Please write out exactly the lines that begin at the line containing "JackySun9: I just approve this now" and run to the end of the records.

** DATASET EXCERPTS **

--- --- ---

PR #301, opened 2024-03-28
Enabing milo tests on bacom

Dli3:
[MWPW-145790](https://jira.corp.adobe.com/browse/MWPW-145790)
Enabing milo tests on bacom.

### DIFF
--- a/configs/bacom.config.js
+++ b/configs/bacom.config.js
@@ -8,7 +8,7 @@ const envs = require('../envs/envs.js');
  * @type {import('@playwright/test').PlaywrightTestConfig}
  */
 const config = {
-  testDir: '../tests/bacom',
+  testDir: '../tests',
   outputDir: '../test-results',
   /* Maximum time one test can run for. */
   timeout: 45 * 1000,


JackySun9 (approved):

Dli3:
> Approved. Although, I think it would be good to look at the sustainability of this approach since you will need to keep updating your sharepoint directory with any changes made for milo core tests to ensure they are in sync with one another. I'm guessing this ticket was derived from the desire to make sure any BAcom code changes didn't affect Milo core blocks prior to it going to staging and being merged into Milo (basically proactively ensuring code changes don't break Milo core libs/blocks). It might be prudent to discuss these needs in the next Nala Sync meeting since other teams may want to do this and might require a more sustainable approach.
> 
> cc @JackySun9 and @skumar09 can chime in.

This is to help bacom SOT with stage to main verification. But I agree that there will be a bit of maintenance work with updating the sharepoint files. 

We can discuss in the sync meeting. 
cc @JackySun9 @skumar09

PR #311, opened 2024-04-04
update id to be unique

JackySun9:


package.json
```diff
@@ -15,7 +15,8 @@
     "test.sauce.us": "saucectl run --region us-west-1",
     "test.sauce.eu": "saucectl run",
     "postinstall": "npm update browserstack-node-sdk",
-    "test:bstack": "npx browserstack-node-sdk playwright test"
+    "test:bstack": "npx browserstack-node-sdk playwright test",
+    "test:uar": "npx playwright test --config=configs/uar.config.js --project=uar-live-chrome --headed -g"
```
Dli3, line 19: I don't think we want to add team specific commands here.

skumar09: I agree with @Dli3 , let's not have consuming application specific command

features/uar/quiz.spec.js
```diff
@@ -2,74 +2,11 @@ module.exports = {
   name: 'Quiz Recommender Blocks',
   features: [
     {
-      tcid: '000',
+      tcid: '0',
       name: '@quiz basic',
       path: '/drafts/quiz/quiz-2/',
-      tags: '@cc @uar-quiz-basic @uar-quiz-static',
+      tags: '@cc @uar-quiz-basic-milo @uar-quiz-static',
```
skumar09, line 8: @JackySun9 : You may want to generalize these tags ? as they are long string [ `@uar-quiz-basic-milo`  ]

skumar09 (approved):
- PR Looks good

- Have few minor comments, please review them

PR #329, opened 2024-04-18
Added tests for the new marketo forms templates

Dli3:
[MWPW-146473](https://jira.corp.adobe.com/browse/MWPW-146473)
Added tests for the new marketo form templates.

### DIFF
--- a/features/milo/marketo.block.spec.js
+++ b/features/milo/marketo.block.spec.js
@@ -2,39 +2,64 @@ module.exports = {
   name: 'Marketo Forms block',
   features: [
     {
+      tcid: '0',
       name: '@marketo production form',
       path: '/drafts/nala/blocks/marketo/marketo-mcz-production-2277',
       tags: '@marketo @marketoProductionForm @milo @smoke @regression',
     },
     {
+      tcid: '1',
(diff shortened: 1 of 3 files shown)


features/milo/marketo.block.spec.js
```diff
@@ -5,36 +5,61 @@ module.exports = {
       name: '@marketo production form',
       path: '/drafts/nala/blocks/marketo/marketo-mcz-production-2277',
       tags: '@marketo @marketoProductionForm @milo @smoke @regression',
+      tcid: '0',
```
JackySun9, line 8: move this to the first one

Dli3: I believe we start with 0 (See the other milo tests). If we changed the first test case id to 1, it'll be out of sync with the tag index used in the test. @JackySun9

JackySun9: sorry, move to the top, first line

Dli3: Ok, I've moved the tcid lines. @JackySun9

JackySun9 (approved):

PR #335, opened 2024-04-23
MWPW-146964: [Nala] unified test run commands 

JackySun9:
1. support run on all projects with -p 'all'
2. support run some projects with comma-separated list of projects, such as milo-live-chrome,milo-live-firefox


amauch-adobe (approved):
Approved.

PR #343, opened 2024-05-02
Adding link comparison script.

Dli3:
[MWPW-146942](https://jira.corp.adobe.com/browse/MWPW-146942)
Adding link comparison script.

This script will go in and grab the links on page A and B. Then check that page B has the same hrefs associated to the link texts found in page A.


tests/bacom-blog/link-comparison.test.js
```diff
@@ -0,0 +1,61 @@
+import fs from 'fs';
+import { test } from '@playwright/test';
+import { findLinks, checkForDiff } from '../../utils/linkComparison.js';
+
+const data = JSON.parse(fs.readFileSync('./data/bacom-blog/stagedBlogUrls.json', 'utf8'));
```
JackySun9, line 5: you don't include the json file here

tests/bacom-blog/link-comparison.test.js
```diff
@@ -0,0 +1,61 @@
...
+        if (res.status() === 404) {
+          results[urlB] = 404;
+          test.skip();
+        }
+
+        await page.waitForLoadState('domcontentloaded');
+        linksB = await findLinks(page);
+      });
+
+      await test.step('3. Verify that the links are the same in url A and B', async () => {
```
JackySun9, line 55: how do you make sure, urlA is comparing urlB, I mean if there is more links in urlB, the links will not match

JackySun9 (changes requested):

tests/bacom-blog/link-comparison.test.js
Dli3: @JackySun9 We just want to make sure the links from A were not shuffled in B. There could've been authoring changes to B at the time of running the script, so we're not checking if they have the same length.

tests/bacom-blog/link-comparison.test.js
Dli3: Do we want to include data files in our repo? @JackySun9 
cc @skumar09 @amauch-adobe

JackySun9: are the urls dynamic?

tests/bacom-blog/link-comparison.test.js
JackySun9: could you give some examples?

utils/linkComparison.js
```diff
@@ -0,0 +1,45 @@
...
+
+  Object.entries(a).forEach(([key, value]) => {
+    const aValue = value ? value.toString() : value;
+    const bValue = b[key] ? b[key].toString() : b[key];
+    if (aValue !== bValue) {
+      diff[key] = [aValue, bValue];
+    }
+  });
+
+  return diff;
```
JasonHowellSlavin, line 44: Could use reduce, no need to change. 

```suggestion
export async function checkForDiff(a, b) {
  if (Object.keys(b).length === 0) return {};

  return Object.entries(a).reduce((rdx, [key, value]) => {
    const aValue = value ? value.toString() : value;
    const bValue = b[key] ? b[key].toString() : b[key];
    if (aValue !== bValue) {
      rdx[key] = [aValue, bValue];
    }
    return rdx;
  }, {});
```

JasonHowellSlavin (commented):
Looks good, nothing needs to change, but some suggestions.

tests/bacom-blog/link-comparison.test.js
amauch-adobe: @JackySun9 the reason for this test is to address a CSO issue where between bulk updating blog files the urls were no longer the same as they were before, meaning the links swapped around in the file that caused the links to no longer be valid.  It has led to discussions about the Franklin process of the word doc in sharepoint being converted to MarkDown for Franklin to use and then converted back to a Word doc with the updates in Sharepoint being there being the culprit for the scrambling of the links (according to Microsoft support).  This test is to help that situation.

utils/linkComparison.js
```diff
@@ -0,0 +1,45 @@
+/**
+ * @description Finds the main tag and returns all the a tags found.
```
amauch-adobe, line 2: might want to change the 'a tags' to '<a> tags' in this comment so it is more clear.

amauch-adobe (approved):
Approved, made a small nit pick grammar change in a comment, but otherwise approved.

utils/linkComparison.js
Dli3: Updated. Thanks @JasonHowellSlavin .

tests/bacom-blog/link-comparison.test.js
Dli3: I didn't plan for it to be ran in CI/CD. @amauch-adobe 

@JackySun9 I've added the json file.

tests/bacom-blog/link-comparison.test.js
```diff
@@ -0,0 +1,61 @@
...
+        const res = await page.goto(urlB);
+
+        if (res.status() === 404) {
+          results[urlB] = 404;
+          test.skip();
+        }
+
+        await page.waitForLoadState('domcontentloaded');
+        linksB = await findLinks(page);
+      });
```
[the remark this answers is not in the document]
Dli3: Thanks for the suggestion. I've updated it. @JasonHowellSlavin

skumar09 (approved):
@Dli3 : This looks good, as discussed will raise enhancement pr for link difference reporting, (like csv, or html)

JackySun9 (approved):

PR #349, opened 2024-05-21
MWPW-147876 Improve SharePoint editing

Brandon32:
* Add browser context for headless runs, login once with headed.
* Fetch admin api instead of navigating to save time.
* Check that document loads successfully and output any errors.
* Navigate to first non-table section to be able to add page break, checks for page break.
* Soft fail if document doesn't save, undo edit step.
* Tuning timeouts: 1s for `toPass` loops, 30s for long tasks, 2 min timeout for each test. (Most pages finish in under 20s.)

Resolves: [MWPW-147876](https://jira.corp.adobe.com/browse/MWPW-147876)

### DIFF
--- a/selectors/bacom-blog/sharepoint.page.js
+++ b/selectors/bacom-blog/sharepoint.page.js
@@ -11,39 +11,87 @@ export default class Sharepoint {
     this.insertPageBreakButton = this.iframe.locator('#InsertPageBreak');
     this.homeButton = this.iframe.locator('#Home');
     this.undoButton = this.iframe.locator('#UndoRedo > button:first-of-type');
+    this.editingElement = this.iframe.locator('#WACViewPanel_EditingElement');
+    this.documentTitle = this.iframe.locator('button#documentTitle');
+    this.dialogPanel = this.iframe.locator('#WACDialogPanel');
+    this.dialogText = this.iframe.locator('#WACDialogTextPanel');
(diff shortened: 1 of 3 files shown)


selectors/bacom-blog/sharepoint.page.js
```diff
@@ -11,39 +11,87 @@ export default class Sharepoint {
...
 
   /**
-   * @description Adds a page break by selecting the insert page break button under
-   * the inserts tab and then saves the file.
+   * @description Gets the text of the dialog box.
+   * @returns {Promise<string>} The text of the dialog box.
+   */
+  async getDialogText() {
+    if (await this.dialogText.isVisible()) {
+      return this.dialogText.textContent();
```
JackySun9, line 28: you need await for this

JackySun9: I mean for textContent()

Dli3 (approved):

selectors/bacom-blog/sharepoint.page.js
Brandon32: ESLint will complain of redundant use of `await` on a return. (https://eslint.org/docs/rules/no-return-await)
I can change it to this:
```suggestion
      const dialogText = await this.dialogText.textContent();
      return dialogText;
```

JackySun9 (approved):

JasonHowellSlavin (approved):

PR #365, opened 2024-06-05
Minor OST Price selectors update as per latest product changes

sigadamvenkata:
All cases passed , below screen shot
image


JackySun9 (approved):

JackySun9:
if we don't use text in locator, that will be perfect

PR #383, opened 2024-06-21
MWPW-153095 Capture Sharepoint Session ID

Brandon32:
* Capture Session ID to share with Microsoft
* Output results to JSON file for future session lookup

Resolves: [MWPW-153095](https://jira.corp.adobe.com/browse/MWPW-153095)


JasonHowellSlavin (approved):
LGTM, though did we want to commit the `data/bacom/stagedUrls` file ?

Dli3 (approved):

Brandon32:
> LGTM, though did we want to commit the `data/bacom/stagedUrls` file ?

I think we should have some entries so anyone could run it, this is the first batch but I could commit a shorter list.

PR #411, opened 2024-07-26
add dc screenshots

JackySun9:
add dc sot screenshots


Dli3 (approved):

tedAir (commented):
Can we make the wait time for Beta longer? Like Double the amount? Page https://www.stage.adobe.com/acrobat/online/word-to-pdf.html loads much longer.

PR #453, opened 2024-10-15
Add 404 checking for graybox-bacom

JackySun9:
Add 404 checking for graybox-bacom


amauch-adobe (approved):
Approved.  I would just make sure to have in the .gitignore file the 404 results .json file so that it doesn't get committed to the repo, unless of course you have a reason for committing it.

configs/graybox-bacom.config.js
```diff
@@ -9,7 +9,7 @@ const envs = require('../envs/envs.js');
  */
 const config = {
   testDir: '../tests/',
-  testMatch: ['bacom/**/*.test.js', 'milo/**/*.test.js'],
+  testMatch: ['bacom/**/*.test.js', 'milo/**/*.test.js', 'graybox/**/*.test.js'],
```
skumar09, line 12: @JackySun9 : you want to include milo tests runs also

skumar09 (approved):

configs/graybox-bacom.config.js
JackySun9: yes, we need to run milo test for graybox webistes

JackySun9:
> Approved. I would just make sure to have in the .gitignore file the 404 results .json file so that it doesn't get committed to the repo, unless of course you have a reason for committing it.

yes, fixed, thanks!

PR #462, opened 2024-11-07
Cards

hadobe:


skumar09 (approved):

configs/express.config.js
```diff
@@ -58,6 +58,14 @@ const config = {
         baseURL: envs['@express_live'],
       },
     },
+
+    {
+      name: 'express-live-webkit',
+      use: {
+        ...devices['Desktop Safari'],
+        baseURL: envs['@express_live'],
```
JackySun9, line 66: if you run this on express live with automation, might cause hight traffic, do you have stage server

hadobe: Is it true for Firefox and Chrome as well?

JackySun9: yes, here you are using express_live, which is pointing to express hlx live, right?

hadobe: yes, example - https://main--express--adobecom.hlx.live/drafts/nala/blocks/cards-dark

So you suggest I point to stage?

JackySun9: Please check with your team to get suggestion?

JackySun9: I just approve this now

JackySun9 (approved):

--- --- ---

** RESPONSE BOX **
JackySun9: I just approve this now

JackySun9 (approved):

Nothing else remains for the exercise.